PR #5197, opened 2025-05-12
pindexer: lqt: handle an edge case in streak calculation properly

cronokirby:
## Describe your changes

We were incorrectly selecting for the most recent non-zero gap,
by not handling the most recent epoch a given delegator has voted in.
In that case, there's no "end" to the gap, and we need to handle
the value being NULL.

The effect of this change is that streaks are now calculated correctly,
with the weird behavior of seeing a streak larger than the number
of epochs voted in not appearing.

Closes https://github.com/penumbra-zone/web/issues/2334

  > indexing only


conorsch:
Deployed to testnet infra, refs #5010.

conorsch (approved):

● What you will do
In the entries, the line containing "of epochs voted in not appearing." and every line after it through the last are to be duplicated exactly, and no other line is to be included.

● Reply
of epochs voted in not appearing.

Closes https://github.com/penumbra-zone/web/issues/2334

  > indexing only


conorsch:
Deployed to testnet infra, refs #5010.

conorsch (approved):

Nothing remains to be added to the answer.